Last week, the phone rang with good news instead: his sister had reached Dubai on a temporary visa, joining the growing flight of Christians from the relentless violence in Iraq.
"Now the question is what happens when the visa expires," said Khalaf, an insurance broker who arrived in San Diego decades ago by way of Paris. "This is a remedy, but it's not a permanent solution."
Expatriate Iraqi Christians living in the United States disagree about how best to help their families in the Middle East, where they live under constant threat of sectarian violence. Community leaders estimate there are more than 200,000 Iraqi Christians living in the U.S., mainly clustered in Detroit, Chicago, San Diego and Phoenix.
Some would like to see visa restrictions relaxed so their relatives can join them. Others hope for the creation of an independent administrative zone in the northern Nineveh area, the ancestral homeland of Iraq's Catholic and Eastern Orthodox Christians, mainly ethnic Assyrians and Chaldeans who proudly trace their lineage to Babylonian times.
"As a people, we survived the Mongols, the Turks and the Arabs," said John Michael, a Chicago ophthalmologist whose cousins recently left for Syria. "We don't want this violence now to be the death knell of this ancient culture."
Christians have been targeted by militias for murder and kidnapping _ in part, some say, because many are likely to have family abroad able to pay ransom demands as high as $50,000.
Church bombings and other sectarian attacks have spiked since Pope Benedict XVI sparked a wave of anti-Christian anger with statements he made in September seeming to link the prophet Muhammad's teachings to violence. In October, a priest in the northern city of Mosul was kidnapped by a group demanding that he retract the pope's statements. He was eventually found beheaded.
Many are now abandoning jobs and property in southern Iraqi cities and fleeing to neighboring countries, mainly Syria and Jordan, or returning to their ancestral villages in the relatively peaceful north.
Last week, a refugee advocacy group in Washington said the outflow of people from Iraq is the fastest-growing refugee crisis in the world. According to the United Nations, more than a million Iraqis have fled since the U.S.-led invasion in 2003, with about 3,000 people now leaving daily.
About 40 percent of those leaving are Christian, according to estimates from the U.N. High Commissioner for Refugees. Christians account for just 3 percent of Iraq's 26 million people.
"A year ago, the plight of the Christian community was not very well known," said Michel Gabaudan, a UNHCR representative in Washington. "But that has changed, because we now have very clear evidence that they have been persecuted."

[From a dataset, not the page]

PR #2956, opened 2024-03-27
Fix reference terminal extension managing cloned variants

zamarrenolm:

Bug fix

An extension for reference terminals does not exist in in the original network, but is added to a cloned variant.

One Washington group, the Iraq Sustainable Democracy Project, is using the crisis to revive a proposal for creating an autonomous zone for Christians in the Nineveh plain, near Mosul, like that of the Kurds _ a dream long held by ethnic Chaldean and Assyrian politicians.

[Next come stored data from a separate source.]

Issue #989, opened 2019-10-24
[DataSource API] Design issues and/or missing documentation


sylvlecl:
* **Do you want to request a *feature* or report a *bug*?**

Design issues, or missing documentation.

* **What is the current behavior?**

The `DataSource` API, which is used in particular in the core `Importer` API, is very hard for third-party users to use and understand.

An original issue seems to be that it is used for 2 different things:
1. A common abstraction over different storages (folder, zip, AFS, memory ...)
2. The representation of a `Network` as a set of binary contents which can be read by an `Importer`. To help for this, it has the concept of "base name" which has nothing to do with item 1. However, the actual resource names are not known by the data source, only by the importer which has the ability to import it.

A consequence of this is that the manipulation of `DataSource` objects as described in item 2 is not convenient, because it's not autonomous.
For example, if you want to simply copy the binary content representing a network from a DataSource to an in-memory `Map<String, byte[]>`, you will need :
  - An `Importer` which knows what files in the DataSource are part of the network representation. If you want to find an adequate `Importer`, you can use `Importers.findImporter` but you need to provide unexpected parameters, for example a `ComputationManager`
  - An in-memory DataSource implementation which exposes the actual map of content it contains (kind of extended `MemDataSource`) : otherwise, at the end you don't know what files have been actually copied, only the `Importer` knows.

Or for example you could want to copy the contents to an in-memory zip. Once again, you need to provide your own DataSource implementation, and this is not obvious since the interface is not documented.

* **What is the expected behavior?**

The `DataSource` API is used a lot in the framework, and should be documented, and simple to understand and use for third-party users.

Possible guidelines for a clearer API would be to separate the 2 concerns described above into 2 different objects or interfaces. One would be in charge of abstracting away the storage, while the other one would carry the actual set of binary contents which serve for the `Network` representation.

* **What is the motivation / use case for changing the behavior?**

This central part of the API really feels like a blocker for adoption of the framework by third-party users.

* **Please tell us about your environment:**
  - PowSyBl Version: 3.0.0

sylvlecl:
**References**
 * issue #121 describes problems with data source extension handling
 * cancelled PR #471 tried to adress some of the problems described here or in #121 
In particular, this PR removed the extension handling from `DataSource`, leaving it to the `Importer` API, but left an optional "main file name" in place of the "base name" as part of the object.
It also externalized the handling of compression formats in a dedicated interface.
[...]

Issue #121, opened 2017-11-24
DataSourceUtil extension handling


sylvlecl:
The handling of file extensions in DataSources is not satisfying today for several reasons.
The current mechanism, based on the creation of a DataSource based on a file name:

1/ cannot handle successive compression extensions (.gz.zip ...), although it makes not much sense...

2/ does not take into account the extension defined at the time of creation, but only at the time of writing the output

3/ deletes everything after the first dot in the name when creating the DataSource, even though it may not be part of the actual extension. It makes it impossible, for instance to read from a file "toto.tata.xiidm.gz" passed to the command line

**The DataSourceUtil and DataSource implementations need to be refactored to cope with those problems.**

mathbagu:
4/ if a folder contains two files toto.uct and toto.UCT with different contents, it's impossible to load toto.UCT because the UcteImporter will always load the first matching extension. This assessment is true with all the importers which support several extensions.

mathbagu:
This bug will be solved with the datasource refactoring #471

alicecaron:
Obsolete since the DataSource refacto

PR #2959, opened 2024-03-28
Datasources

rolnico:

No

Bug fix + feature

_to be completed_

Two types of `DataSources` now exists:

- `DirectoryDataSource` (inherited by `GzDataSource`, `Bzip2DataSource`, `ZstdDataSource`, `XZDataSource`): considers files in a directory
- `AbstractArchiveDataSource` (`ZipDataSource`, `TarDataSource`): considers files in an archive

Directory DataSources consider the following parameters:

- A directory (where the files are located)
- A base name (start of the file names to consider)
- A source format (end of the file names to consider, excluding the compression format)
- A compression format (files to use through the datasource should have this format)
- An observer

Archive DataSources consider the following parameters:

- A directory (where the archive is located)
- A base name (start of the file names to consider)
- A source format (end of the file names to consider, excluding the compression format)
- An archive format (format of the archive: `zip` or `tar`)
- A compression format (compression of the archive: `zip`, `gz`, `xz`, etc.)
- The archive file
- An observer

The parameter `sourceFormat` corresponds to the extension of the files the users want to consider in their datasources. For example, if `sourceFormat == ".xiidm"`, only files ending with `".xiidm"` will be considered. The value can be anything. If the parameter is empty, it won't be considered in the file listing.

The method `listNames(String)` now works like this:

- For `DirectoryDataSource`, it lists the files located in the directory, starting with the base name, having the same source format and the same compression format as the datasource and respecting the regex given as parameter
- For Archive DataSources, it lists the files located in the archive starting with the base name, having the same source format as the datasource and respecting the regex given as parameter

A `DataSourceBuilder` is now provided in addition to usual `DataSourceUtil.createDataSource` methods. 

_Note:_ when creating a datasource by giving a filename, for example via `DataSourceUtil.createDataSource(Path directory, String fileName, DataSourceObserver observer)`, the different parameters are extracted from the filename. If the source format is empty or not a usual one (list defined in the new `FileInformation` class), a warning will be raised.

- [x] Yes
- [ ] No

Two types of `DataSources` now exists:

- `DirectoryDataSource` (inherited by `GzDataSource`, `Bzip2DataSource`, `ZstdDataSource`, `XZDataSource`): considers files in a directory
- `AbstractArchiveDataSource` (`ZipDataSource`, `TarDataSource`): considers files in an archive

Directory DataSources consider the following parameters:

- A directory (where the files are located)
- A base name (start of the file names to consider)
- A source format (end of the file names to consider, excluding the compression format)
- A compression format (files to use through the datasource should have this format)
- An observer

Archive DataSources consider the following parameters:

- A directory (where the archive is located)
- A base name (start of the file names to consider)
- A source format (end of the file names to consider, excluding the compression format)
- An archive format (format of the archive: `zip` or `tar`)
- A compression format (compression of the archive: `zip`, `gz`, `xz`, etc.)
- The archive file
- An observer

The parameter `sourceFormat` corresponds to the extension of the files the users want to consider in their datasources. For example, if `sourceFormat == ".xiidm"`, only files ending with `".xiidm"` will be considered. The value can be anything. If the parameter is empty, it won't be considered in the file listing.

Therefore, multiple classes have changed, please update your code if you used them directly:
| Old classes | New classes     |
|----------|------------- |
| `Bzip2FileDataSource` | `Bzip2DataSource`     |
| `FileDataSource` | `DirectoryDataSource`     |
| `GzFileDataSource` | `GzDataSource`     |
|   | `TarDataSource`     |
| `XZFileDataSource` | `XZDataSource`     |
| `ZipFileDataSource` | `ZipDataSource`     |
| `ZstdFileDataSource` | `ZstdDataSource`     |

*Note:* Their constructors are not the same so you will have to adapt your code to the new ones, depending on which DataSource you use.

`ReadOnlyDataSource`, `ResourceDataSource` and `MultipleReadOnlyDataSource` now extend `AbstractReadOnlyDataSource`.

The methods `DataSourceUtil.createDataSource()` have been reworked to be more consistent with each other and to provide more variations depending on the parameters you might want to use. Be careful regarding the parameters you use:
- If you use only one `String` parameter, it will be considered as a `fileName`
- If you use two, they will be considered as a `baseName` and a `sourceFormat`
- If you use three, they will be considered as an `archiveName`, a `baseName` and a `sourceFormat`

<br/>

For instance, `new FileDataSource(path, "fileName")` could be replaced by one of the followings:
- `new DirectoryDataSource(path, "fileName", "")`;
- `DataSourceUtil.createDataSource(path, "fileName", "")`.

**Other information**:


rolnico:
Should solve  #121 (except successive compressions)

rolnico:
Might solve #989 with some more documentation (will be done once the modifications are verified and accepted)

zamarrenolm:
One common usage is to create a datasource based on a path and a basename. After the refactoring, the simplest way to build it is to use `DataSourceUtil.createDataSource(path, "", baseName)`. I am ok with reserving the overloaded `createDataSource(Path,String)` for path + filename, but I wonder if we could have something like `createDataSourceForBasename(Path,String)` to avoid having to pass an empty string to the version with three parameters.

To reduce the length of these method names, we could remove the `DataSource` suffix.

```java
DataSourceUtil.create(path, filename)
DataSourceUtil.createForBasename(path, basename)
...
```

zamarrenolm:
> One common usage is to create a datasource based on a path and a basename. After the refactoring, the simplest way to build it is to use `DataSourceUtil.createDataSource(path, "", baseName)`. I am ok with reserving the overloaded `createDataSource(Path,String)` for path + filename, but I wonder if we could have something like `createDataSourceForBasename(Path,String)` to avoid having to pass an empty string to the version with three parameters.
> 
> To reduce the length of these method names, we could remove the `DataSource` suffix.
> 
> ```java
> DataSourceUtil.create(path, filename)
> DataSourceUtil.createForBasename(path, basename)
> ...
> ```

This use case corresponds to the import of multiple CGMES instance files: the data source is specified as a folder plus a basename (the prefix common to all CGMES instance file filenames). All instance files should be XML.

To avoid the potential problem of allowing an empty extension, in this use case we could ask only for files with ".xml" extension.

commons/src/main/java/com/powsybl/commons/datasource/DataSourceBuilder.java
```diff
@@ -0,0 +1,94 @@
...
+                new TarDataSource(directory, archiveFileName, baseName, compressionFormat, sourceFormat, observer);
+        } else if (compressionFormat == null) {
+            return new DirectoryDataSource(directory, baseName, sourceFormat, observer);
+        } else {
+            return switch (compressionFormat) {
+                case BZIP2 -> new Bzip2DataSource(directory, baseName, sourceFormat, observer);
+                case GZIP -> new GzDataSource(directory, baseName, sourceFormat, observer);
+                case XZ -> new XZDataSource(directory, baseName, sourceFormat, observer);
+                case ZSTD -> new ZstdDataSource(directory, baseName, sourceFormat, observer);
+                default -> new DirectoryDataSource(directory, baseName, sourceFormat, observer);
```
jonenst, line 90: since compressionFormat==null is already checked above, this is for unknown compression format ? Maybe add a warning or throw ?

commons/src/main/java/com/powsybl/commons/datasource/FileInformation.java
```diff
@@ -0,0 +1,102 @@
...
+        // Last dot index
+        currentDotIndex = fileNameWithoutCompressionExtension.lastIndexOf('.');
+
+        // Archive extension
+        String fileNameWithoutCompressionNorArchive;
+        if (compressionFormat == CompressionFormat.ZIP) {
+            archiveFormat = ArchiveFormat.ZIP;
+            fileNameWithoutCompressionNorArchive = fileNameWithoutCompressionExtension;
+        } else {
+            archiveFormat = !fileNameWithoutCompressionExtension.substring(currentDotIndex + 1).isEmpty() && "tar".contains(fileNameWithoutCompressionExtension.substring(currentDotIndex + 1)) ? ArchiveFormat.TAR : null;
```
jonenst, line 66: why "tar".contains ? "foo.ta" or "foo.t"  will be accepted but shouldn't ?

commons/src/main/java/com/powsybl/commons/datasource/MultipleReadOnlyDataSource.java
```diff
@@ -41,41 +41,41 @@ public String getBaseName() {
...
         });
     }
 
     @Override
-    public InputStream newInputStream(String suffix, String ext) throws IOException {
+    public InputStream newInputStream(String suffix, String ext, boolean checkConsistencyWithDataSource) throws IOException {
         for (var dataSource : dataSources) {
-            if (dataSource.exists(suffix, ext)) {
+            if (dataSource.exists(suffix, ext, checkConsistencyWithDataSource)) {
                 return dataSource.newInputStream(suffix, ext);
```
jonenst, line 69: should use the same strategy as GenericReadOnlyDataSource. After the exists check, either pass checkConsistencyWithDataSource to newInputStream  or not

commons/src/main/java/com/powsybl/commons/datasource/MultipleReadOnlyDataSource.java
```diff
@@ -41,41 +41,41 @@ public String getBaseName() {
...
         }
         return null;
     }
 
     @Override
-    public InputStream newInputStream(String fileName) throws IOException {
+    public InputStream newInputStream(String fileName, boolean checkConsistencyWithDataSource) throws IOException {
         for (var dataSource : dataSources) {
-            if (dataSource.exists(fileName)) {
+            if (dataSource.exists(fileName, checkConsistencyWithDataSource)) {
```
jonenst, line 78: same as https://github.com/powsybl/powsybl-core/pull/2959/files#r1613391360

commons/src/main/java/com/powsybl/commons/datasource/ReadOnlyMemDataSource.java
```diff
@@ -63,24 +64,27 @@ public String getBaseName() {
...
+    public boolean exists(String fileName, boolean checkConsistencyWithDataSource) throws IOException {
         Objects.requireNonNull(fileName);
-        return data.containsKey(fileName);
+        return (!checkConsistencyWithDataSource || isConsistentWithDataSource(fileName)) && data.containsKey(fileName);
     }
 
     @Override
-    public InputStream newInputStream(String suffix, String ext) throws IOException {
+    public InputStream newInputStream(String suffix, String ext, boolean checkConsistencyWithDataSource) throws IOException {
         return newInputStream(DataSourceUtil.getFileName(baseName, suffix, ext));
```
jonenst, line 79: should pass checkConsistencyWithDataSource ?

commons/src/main/java/com/powsybl/commons/datasource/TarDataSource.java
```diff
@@ -0,0 +1,316 @@
...
+     * {@inheritDoc}
+     *
+     * <p>Files are here located in the archive.</p>
+     */
+    @Override
+    public Set<String> listNames(String regex) throws IOException {
+        // Initialize variables
+        Pattern p = Pattern.compile(regex);
+        Set<String> names = new HashSet<>();
+        Path zipFilePath = getArchiveFilePath();
```
jonenst, line 60: rename variable "zip" but this is "tar" ?

commons/src/main/java/com/powsybl/commons/datasource/TarDataSource.java
```diff
@@ -0,0 +1,316 @@
...
+            throw new UnsupportedOperationException("append not supported in tar file data source");
+        }
+        Path tarFilePath = getArchiveFilePath();
+        OutputStream os = new TarEntryOutputStream(tarFilePath, fileName, compressionFormat);
+        return observer != null ? new ObservableOutputStream(os, tarFilePath + ":" + fileName, observer) : os;
+    }
+
+    @Override
+    public InputStream newInputStream(String suffix, String ext, boolean checkConsistencyWithDataSource) throws IOException {
+        return newInputStream(DataSourceUtil.getFileName(baseName, suffix, ext));
```
jonenst, line 149: should pass checkConsistencyWithDataSource ?

commons/src/main/java/com/powsybl/commons/datasource/DataSourceBuilder.java
rolnico: added a warning

commons/src/main/java/com/powsybl/commons/datasource/FileInformation.java
rolnico: switched it with equals

commons/src/main/java/com/powsybl/commons/datasource/MultipleReadOnlyDataSource.java
rolnico: done

commons/src/main/java/com/powsybl/commons/datasource/ReadOnlyMemDataSource.java
rolnico: fixed

commons/src/main/java/com/powsybl/commons/datasource/TarDataSource.java
rolnico: fixed

commons/src/main/java/com/powsybl/commons/datasource/TarDataSource.java
rolnico: fixed

commons/src/test/java/com/powsybl/commons/datasource/TarArchiveDataSourceTest.java
```diff
@@ -0,0 +1,238 @@
...
+            default -> os;
+        };
+    }
+
+    protected void createArchiveAndFiles(String fileName) throws IOException {
+
+        // File information
+        FileInformation fileInformation = new FileInformation(fileName);
+
+        // Create the Zip archive and add the files
```
jonenst, line 164: Zip -> Tar

rolnico:
With the last modifications, using the following command in a folder containing the files from this archive [MicroGrid.zip](https://github.com/user-attachments/files/16013768/MicroGrid.zip) should create a new json file with the network from `MicroGrid.xml` (so it does not use the CGMES importer):
`itools convert-network --input-file MicroGrid.xml --output-format JIIDM --output-file test.json`

flo-dup:
PR splitted in parts (see #3101, #3102, #3103)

"The immediate thing it would solve is the bleeding of Iraqi Christians out of the country," said Michael Youash, the director of the project.

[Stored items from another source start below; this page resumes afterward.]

PR #3906, opened 2026-05-06
Fix bus voltage and angle stability

### LINKED ISSUE #2509: Stability of bus voltage and angle
Bug

Voltage and angle of bus taken from first terminal encountered

**If the current behavior is a bug, please provide the steps to reproduce and if possible a minimal demo of the problem**
On a node breaker network, after computing a loadflow, with powsybl-iidm-impl:
- Add a load to an existing bus of the bus view
   - either with a low node number (lower than the lowest node number), then the terminal ref is the terminal of the new load, hence the bus voltage and angle are NaN
   - or with a high node number (higher than the lowest node number), then the terminal ref remains the same terminal, hence the bus voltage and angle are defined

The bus voltage and angle should be the same in both cases.

**What is the motivation / use case for changing the behavior?**
Stable V and angle, not based on traversing order

**Other information**
Unit test:
```java
Network network = FictitiousSwitchFactory.create();
LoadFlow.run(network);

VoltageLevel vlN = network.getVoltageLevel("N");
Terminal.BusView loadBusView = network.getLoad("CE").getTerminal().getBusView(); // bus containing nodes 3, 4, 5

// loadBusView.getBus().getV() now is equal to 234kV
vlN.getNodeBreakerView().newInternalConnection().setNode1(3).setNode2(23).add();
vlN.newLoad().setId("newLoad").setP0(1).setQ0(1).setNode(23).add();
// loadBusView.getBus().getV() remains equal to 234kV

vlN.newLoad().setId("newLoad").setP0(1).setQ0(1).setNode(3).add();
// loadBusView.getBus().getV() is now equal to NaN
```

samirromdhani:

Fixes #2509 

- [ ] Yes
- [x] No

**Other information**:


iidm/iidm-impl/src/main/java/com/powsybl/iidm/network/impl/CalculatedBusImpl.java
```diff
@@ -39,22 +39,30 @@ class CalculatedBusImpl extends AbstractBus implements CalculatedBus {
...
+            return terminals.stream()
+                    .filter(CalculatedBusImpl::hasDefinedVoltageOrAngle)
+                    .findFirst()
+                    .orElse(terminals.getFirst());
         }
         return (NodeTerminal) Networks.getEquivalentTerminal(voltageLevel, nodes.getQuick(0));
     }
 
+    private static boolean hasDefinedVoltageOrAngle(NodeTerminal t) {
+        return !Double.isNaN(t.getV()) || !Double.isNaN(t.getAngle());
```
rolnico, line 64: @olperr1 should we check that both values are not NaN or having only one is enough?

PR #3923, opened 2026-05-19
optimize Network#getConnectables(Class), avoid full scan

### LINKED ISSUE #1413: Network.getConnectables() doesn't work as expected
Bug

We recently introduce methods to get the connectables from the network. There is a method to get connectables from a certain type, but it doesn't work properly with intermediate classes.

The call to `network.getConnectables(Injection.class)` returns an empty set, whereas we would like to get all injections from the network.

The method `getConnectables(Class<?> clazz)` should be fixed to work with all valid classes. An optimization could be to fix the `NetworkIndex.getAll` method:
```
    <T extends Identifiable> Set<T> getAll(Class<T> clazz) {
        Set<Identifiable<?>> all = objectsByClass.get(clazz);
        if (all == null) {
            return Collections.emptySet();
        }
        return (Set<T>) all;
    }
```
Instead of returning an empty set, we could iterate over the keys of `objectsByClass`, testing if the given class is a base class of the key, and concatenate the sets.

Get efficiently the injections of a network

  - PowSyBl Version: ...
  - OS Version: ...

samirromdhani:

Fixes #1413

- [ ] Yes
- [ ] No

**Other information**:

- Network connectables Benchmark here : [powsybl-benchmark / TEST_CASE_CORE_1413.md](https://github.com/powsybl/powsybl-benchmark/blob/test/benchmark_core_1413_networkgetconnectables_implementation/src/main/java/com/powsybl/benchmark/iidm/TEST_CASE_CORE_1413.md#test-case-core-1413)

### DIFF
--- a/iidm/iidm-impl/src/main/java/com/powsybl/iidm/network/impl/NetworkImpl.java
+++ b/iidm/iidm-impl/src/main/java/com/powsybl/iidm/network/impl/NetworkImpl.java
@@ -954,7 +954,7 @@ public class NetworkImpl extends AbstractNetwork implements VariantManagerHolder
 
     @Override
     public <C extends Connectable> Stream<C> getConnectableStream(Class<C> clazz) {
-        return index.getAll().stream().filter(clazz::isInstance).map(clazz::cast);
+        return index.streamAssignable(clazz);
     }
 
     @Override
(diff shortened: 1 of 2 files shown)


samirromdhani:
blocked by #3927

Two senior Iraqi Christian political figures _ the mayor of the Christian town of Tel Kaif and a member of the Assyrian Democratic Movement party committee _ recently traveled from Iraq to meet with State Department officials in Washington and court support for the plan, which the U.S. Conference of Catholic Bishops backs. The pair then went on a barnstorming tour of Iraqi Christian communities across the country to drum up support.
Despite professing sympathy for the idea of an Assyrian homeland in Iraq, many in San Diego worried it will take too long to negotiate any workable deal.
"For those who are staying, of course we need to try and create a safe haven," said Said Sipo, the leader of a community association whose 21-year-old nephew was kidnapped and ransomed for $4,000. Sipo said his brother was planning to move from Baghdad to Nineveh before the end of the year. "But those of us in America can't tell them to stay in Iraq _ that would be hypocrisy."
Even with increased attention to the refugee problem, visas to the U.S. might be hard to come by. Just 198 Iraqis were granted refugee status in 2005, and the State Department's total ceiling for refugees from the entire Middle East for 2007 is 5,500 people. That's a fraction of the hundreds of thousands of Iraqis _ Christian and Muslim _ the UNHCR says are living in limbo outside the country.
Hazim Dally, whose 58-year-old cousin was gunned down last year on his way to work, is trying to help secure visas for his widow, daughter, and elderly parents to join his family in San Diego. In the meantime, he sends them a few hundred dollars each month, and waits for their calls.
"Every time I talk to them we cry on the phone," said Dally. "Everything is so uncertain."